Basically every big lender in the country used MERS to trade mortgages. MERS facilitated this “financial innovation.” But they basically didn’t secure the kinds of records required by law. As a result, lenders looking to foreclose cannot actually come up with the paperwork showing a legal title on many homes. In fact, some lawyers are challenging MERS’ claim to reassign loans, calling into question a process that has been used since 1997.
That’s a huge mess. And as Brad Miller explains, the liabilities for the banks are enormous:
Brad Miller: There is massive potential liability for the securitizers, which are mostly the biggest banks. The contract was that if mortgages didn’t meet certain requirements, then the securitizer would buy them back. The mortgage servicers and trustees have exclusive control over the paperwork. Both the investors, the people who own the mortgage-backed securities, and the homeowners, really depend on them. There’s been lots of litigation where investors try to get securitizers to buy back the bad mortgages because they were flawed, but that litigation has been stymied by procedural objections. If the private investors can break through that defense and require the mortgages that don’t meet the requirements to be bought back, the liabilities for the biggest banks will be enormous.

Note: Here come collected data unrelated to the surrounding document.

PR #1026, opened 2026-08-21
feat(train): checkpoint and restore per-rank RNG state for exact resume

zihanlin-ai:
## Purpose

Mid-epoch resume restores the data position, optimizer and scheduler, but not torch RNG state. Accelerator-side anchor sampling, noise augmentation and dropout therefore diverge after resume.

Save the torch CPU and current accelerator RNG state in one per-rank file. Mid-epoch state is captured at checkpoint time; end-of-epoch state is captured after validation and any `--save-best` update. On resume, it is restored after creating the existing-epoch iterator for a mid-epoch checkpoint and before creating the next-epoch iterator at an epoch boundary. Checkpoints without an RNG file still resume with a warning.

This covers torch RNG only. Exact replay requires `--num-workers 0`, the same rank/device topology, and the remaining checkpoint guarantees discussed in #1027.

Implements #1027.

## Tests

Unit (`tests/unit/train/test_mid_epoch_resume.py`, 14 tests): snapshot format / `weights_only` load; end-of-epoch snapshot written after validation; `--save-best` checkpoints get it; a live iterator that continues vs. a fresh process that resumes mid-epoch, with a dataset that draws on every fetch; the same at an epoch boundary; per-rank files under the distributed rank gate; missing-file fallback.

Hardware, on this branch + #899 (fp32 optimizer state) + #900 (scheduler seeding) with model weights serialized as fp32 — a tiny model with dropout, AdamW, 10 steps/epoch, crash after the mid-epoch checkpoint, then resume in a fresh process and compare against the uninterrupted run:

- H20, torch 2.9.0+cu129 — single process: mid-epoch, end-of-epoch and save_best resumes bitwise identical (loss per step, final params, optimizer state); 2-rank DDP (NCCL): both ranks bitwise identical after resume, one RNG file per rank.
- Ascend A3, torch 2.9.0 + torch_npu 2.9.0.post6 — same results (HCCL for the 2-rank case).
- With the upstream default bf16 weight serialization the resumed run diverges at its first step on both devices, independent of this PR (see #1027).

```
$ python -m pytest tests/unit/train/test_mid_epoch_resume.py -q
14 passed
$ ruff check && ruff format --check && mdformat --check docs/cli/train.md && mypy --check-untyped-defs src/speculators/train/trainer.py tests/unit/train/test_mid_epoch_resume.py
All checks passed!
```

## Checklist

- [x] The purpose of the PR is described.
- [x] The test plan and results are provided.
- [x] I (a human) have written or reviewed the code in this PR to the best of my ability.


src/speculators/train/trainer.py
```diff
@@ -597,6 +670,10 @@ def maybe_save_checkpoint(self, epoch: int | str, local_step: int = 0):
             self.checkpointer.save_scheduler_state_dict(self.schedulers, epoch)
         if isinstance(epoch, int):
             self._save_training_state(epoch, local_step)
+            if local_step > 0:
+                self._save_rng_state(epoch)  # mid-epoch: resume continues from here
+            else:
+                self._epoch_checkpoint_written = True  # snapshot after validation
```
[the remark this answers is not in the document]
zihanlin-ai: Good catch — real gap. Fixed in ec4b75e: both deferral sites (`maybe_save_checkpoint`'s end-of-epoch branch and the `save_best` path) now unlink this rank's RNG file before setting the deferred-snapshot flag, so a resume interrupted during validation falls back to the documented no-RNG warning instead of silently replaying mid-epoch draws. Regression test added (`test_deferred_epoch_snapshot_invalidates_stale_mid_epoch_rng`).

src/speculators/train/trainer.py
```diff
@@ -218,6 +246,48 @@ def _load_training_state(self) -> dict:
...
+            self._save_rng_state(epoch)
+
+    def _epoch_iterator(self, skip_steps: int):
+        """Restore before a new epoch's iterator, or after a resumed one."""
+        if skip_steps == 0:
+            self._maybe_restore_rng_state()
+        loader_iter = iter(self.train_loader)
+        if skip_steps > 0:
+            self._maybe_restore_rng_state()
+        return loader_iter
```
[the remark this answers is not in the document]
zihanlin-ai: Confirmed, and it ran deeper than the RNG ordering: the fallback path had no drain at all — the loop retrained the already-trained batches under shifted `local_step` numbering, with the snapshot applied before the replay. Fixed in 8f45360: `_epoch_iterator` now fetches and discards the skipped batches first (their `__getitem__` calls consume random draws exactly as the original epoch did), then applies the snapshot; training never sees the drained batches and `local_step` stays aligned. Fast-skip samplers keep the existing order. Regression test added with `_NoisyDataset` over a plain `DataLoader` (no fast-skip API), and the test mocks now route through the real `_prepare_resume_skip`.

src/speculators/train/trainer.py
```diff
@@ -218,6 +249,69 @@ def _load_training_state(self) -> dict:
...
+                # num_workers=0 their __getitem__ calls consume random draws
+                # exactly as the original epoch did, so the snapshot must be
+                # applied only after the drain.
+                self._replay_skip_steps = False
+                for _ in range(skip_steps):
+                    next(loader_iter, None)
+            self._maybe_restore_rng_state()
+        return loader_iter
+
+    def _load_rng_state(self) -> dict | None:
```
sunny-infra: `_load_rng_state` calls `torch.load(p, map_location="cpu", weights_only=True)` without any `try/except`. If the RNG state file gets corrupted (disk error, interrupted write, partial flush, etc.), the exception bubbles up to `setup_trainer` and kills training startup.

But in the same file, `_load_training_state` wraps `json.loads` in a `try/except` and falls back with a warning. The two loaders are inconsistent in robustness.

**Suggestion**: Wrap `torch.load` in a `try/except`. On failure, log a warning and return `None` (matching the file‑missing fallback), so it behaves like `_load_training_state`.

src/speculators/train/trainer.py
```diff
@@ -218,6 +249,69 @@ def _load_training_state(self) -> dict:
...
+        """
+        self._rng_state_path(epoch).unlink(missing_ok=True)
+
+    def _save_end_of_epoch_rng_state(self, epoch: int) -> None:
+        """Snapshot after validation for either end-of-epoch save path."""
+        if self._epoch_checkpoint_written:
+            self._epoch_checkpoint_written = False
+            self._save_rng_state(epoch)
+
+    def _epoch_iterator(self, skip_steps: int):
```
sunny-infra: The method signature `_epoch_iterator(self, skip_steps: int)` has no return type. The project runs mypy with `--check-untyped-defs` (mentioned in the PR description), and neighbouring methods do have annotations.

**Suggestion**: Add a return annotation, e.g. `-> Iterator` (or the concrete iterator type), for consistency and to satisfy mypy's strict checks.

src/speculators/train/trainer.py
```diff
@@ -432,9 +528,11 @@ def train_epoch(self, epoch: int):
         # Determine how many batches to skip for mid-epoch resume.
         skip_steps = self._prepare_resume_skip(epoch)
 
-        train_loader = self.train_loader
+        train_loader = self._epoch_iterator(skip_steps)
         if self.rank == 0:
-            train_loader = tqdm(train_loader, desc=f"Epoch {epoch}")  # type: ignore[assignment]
+            train_loader = tqdm(  # type: ignore[assignment]
```
sunny-infra: The progress bar sets `total` to the full epoch length. On a mid‑epoch resume, the iterator only yields `len(loader) - skip_steps` batches, so the bar never reaches 100% – users may think training is stuck. For non‑resume runs (`skip_steps == 0`) this is fine.

**Suggestion**: On resume, set `total = len(self.train_loader) - skip_steps`, or pass `initial=skip_steps` so the bar starts from the already‑trained position. Keep `total = len(...)` only when `skip_steps == 0`.

src/speculators/train/trainer.py
```diff
@@ -163,7 +163,38 @@ def _resolve_scheduler_steps(
...
+    torch.set_rng_state(state["torch_cpu"])
+    if state["device"] is not None:
+        torch.get_device_module(state["device_type"]).set_rng_state(
+            state["device"], state["device_index"]
+        )
+
+
 class Trainer:
+    # Loaded on resume and applied once by _maybe_restore_rng_state().
+    _pending_rng_state: dict | None = None
```
sunny-infra: `_pending_rng_state`, `_epoch_checkpoint_written`, and `_replay_skip_steps` are declared as class variables. Although Python's attribute lookup means `self.x = ...` shadows them per instance (so no cross‑instance leakage actually happens), the code reads like shared state and is stylistically inconsistent with sibling attributes like `self._resume_local_step` which are assigned as instance attributes inside `setup_trainer`.

**Suggestion**: Initialize these three as instance attributes in `__init__` (e.g., `self._pending_rng_state = None`), and keep only the type annotations at class level if you still want them.

PR #1028, opened 2026-08-21
feat(hs-connectors): add FP8-quantized hidden-states backend

shubhra:
## Summary

Revives the intent of #491 (FP8HiddenStatesConnector), which predates two major refactors of the hidden-states transfer layer (`save_kv_layer` -> async `_write_tensors` hook, and the file/mooncake `HiddenStatesBackend` plugin abstraction) and can no longer be rebased as-is.

Adds a new `fp8` backend following the same plugin pattern as the existing file/mooncake backends:

- `FP8HiddenStatesConnector` overrides only vLLM's `ExampleHiddenStatesConnector._write_tensors` staticmethod to quantize hidden states to `float8_e4m3fn` with **per-token scaling** (same granularity as the original #491 design) before writing to safetensors. All scheduler-side bookkeeping, async DtoH copy, and file-locking is inherited unchanged.
- `FP8Transfer` (a `FileTransfer` subclass) transparently dequantizes on read, so the training pipeline consumes bf16/fp32 tensors identically regardless of backend.
- New unit tests (`test_fp8_utils.py`, `test_fp8_transfer.py`), backend-args roundtrip coverage, and an e2e roundtrip test (`test_fp8_roundtrip.py`).

## Test plan / results

29/29 unit tests pass locally (`test_fp8_utils.py`, `test_fp8_transfer.py`, `test_backend_args_roundtrip.py`).

Beyond unit tests, ran a full bf16-vs-FP8 ablation: trained `Qwen/Qwen3-8B` speculators (eagle3, dflash, dspark) on 5K magpie + 5K ultrachat samples (from `inference-optimization/Dataset-Qwen3-235B-Instruct`), once with the existing bf16 file backend and once with this FP8 backend, then compared val_loss and ran `guidellm` throughput evals (weighted across all 9 `RedHatAI/speculator_benchmarks` subsets) for both.

`acceptance_length` = tokens actually produced per verification round (drives wall-clock speedup); `acceptance_rate` = fraction of individually proposed tokens accepted (isolates draft-model quality from block size). Format: `len / rate`.

| Model  | Precision | HumanEval | math_reasoning | summarization | Unweighted mean (9 subsets) |
|--------|-----------|-----------|-----------------|----------------|------------------------------|
| eagle3 | bf16      | 2.2226 / 0.4075 | 2.3401 / 0.4467 | 1.7160 / 0.2387 | 2.0044 / 0.3348 |
| eagle3 | fp8       | 2.2070 / 0.4023 | 2.3280 / 0.4427 | 1.7079 / 0.2360 | 1.9940 / 0.3313 |
| dflash | bf16      | 2.2238 / 0.0816 | 2.4191 / 0.0946 | 1.6739 / 0.0449 | 1.9848 / 0.0657 |
| dflash | fp8       | 2.2453 / 0.0830 | 2.4494 / 0.0966 | 1.6664 / 0.0444 | 1.9867 / 0.0658 |
| dspark | bf16      | 2.4703 / 0.1838 | 2.6817 / 0.2102 | 1.7660 / 0.0958 | 2.1365 / 0.1421 |
| dspark | fp8       | 2.4663 / 0.1833 | 2.6688 / 0.2086 | 1.7427 / 0.0928 | 2.1301 / 0.1413 |

bf16-vs-fp8 gap is within run-to-run noise on both `len` and `rate`, for every subset and every architecture — no measurable quality regression from FP8 hidden-states transfer.

Per-subset breakdown for all 6 runs (one row per `RedHatAI/speculator_benchmarks` subset) is committed in [`docs/fp8_ablation/`](https://github.com/vllm-project/speculators/tree/feat/fp8-hidden-states-connector-v2/docs/fp8_ablation) in this branch — `{model}_{precision}_acceptance.csv` plus `RESULTS_SUMMARY.md`.

### Storage/write-speed numbers for the hidden-states transfer itself

The table above is quality-parity (does FP8 hurt the trained speculator?). Separately measured the thing FP8 actually speeds up — the write path:

**Real data-gen run** (eagle3 config, 300 samples via `scripts/data_generation_offline.py`, otherwise-identical vLLM server, `--concurrency 32`):

| Backend | Total on-disk size (300 files) | Throughput       | avg vLLM request | avg file write |
| ------- | ------------------------------- | ----------------- | ------------------ | ---------------- |
| bf16    | 14.24 GB                        | 25.6 samples/s     | 1114 ms             | 2 ms              |
| fp8     | 7.12 GB (**exactly 50.0%**)     | 25.5 samples/s     | 1115 ms             | 3 ms              |

End-to-end throughput is identical within noise — the write (2-3 ms) is ~3 orders of magnitude smaller than per-sample GPU generation time (~1.1 s) and runs async off the critical path, so the 50% smaller payload doesn't show up as a local generation-throughput win. The real benefit is disk footprint and any bandwidth-constrained transfer (e.g. the `mooncake` backend, or a slower/network filesystem).

Isolated CPU-only microbenchmark (synthetic tensors, same shapes, tmpfs) confirms the same exact 50% size reduction at every scale (128–8192 token chunks), with the quantization compute roughly a wash to ~2x slower than a plain write at small/medium chunk sizes on fast local storage, netting out as a write-time win only at very large single writes. Full numbers in `docs/fp8_ablation/RESULTS_SUMMARY.md`.

## Notes

- Quantization granularity kept identical to the original #491 design (per-token scale).

Made with [Cursor](https://cursor.com)


fynnsu:
@shubhra I pushed a commit so that we can use the same `--hidden-states-path` instead of needing a separate `--fp8-hidden-states-path` for the connector.

docs/fp8_ablation/eagle3_fp8_acceptance.csv
fynnsu, line 1: I'm not sure we want to be publishing these csv files to the repo.

docs/fp8_ablation/RESULTS_SUMMARY.md
fynnsu, line 1: I'm not sure if we want this either, but if we do it should be added properly into the `docs/.nav.yml` file so that it ends up in the nav bar / sidebar.

If we do decide to include stuff like this we may want a new section/page on the docs for Research/Ablation results.

fynnsu (commented):
Generally looks good but left a couple comments regarding the docs.

Also it seems like we get good acceptance rates but do you have any results on training speed/data usage. Presumably for offline/hybrid training we can expect data that is roughly half the size, but is there any speed up (either for offline or online)?

docs/fp8_ablation/eagle3_fp8_acceptance.csv
shubhra: Yes, I'll remove the cvs files. I should've mentioned that these are more for us to look at briefly but will remove before merging. Let me see about the speedup numbers as well.

fynnsu (approved):
LGTM! Thanks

EK: So this is, in other words, a problem for bank balance sheets. These banks bought the mortgages from individuals, packaged them into securities, and then sold them to investors. But because the mortgage contracts weren’t valid, the investor can potentially force the banks to take the mortgages back, thus blowing a new hole in their balance sheets?
BM: Right. They’ll have to buy them one mortgage at a time. Someone said there might be a second round of bank insolvencies because of this and there might need to be more TARP. There is no chance that Congress would pass more TARP.
This is why the banks are stopping the foreclosure processes. They need to understand the liabilities here.
Is this bad for the economy? First of all, that’s irrelevant to the rule of law. The banks created this mess, after all. And it was going to have to unwind sooner or later. But it really doesn’t have to cripple the economy (a lack of stimulus is doing that on its own, actually). The lenders can assess the risks, and make the conclusion that the best-case scenario for them is to modify loans on a massive scale. The effect on consumer spending and consumer confidence would be enormous. It’s only “bad” if you view the economy as what’s best for Bank of America.
Beyond that, as Miller darkly notes, “At the least, we now have resolution authority that we can take out for a spin.”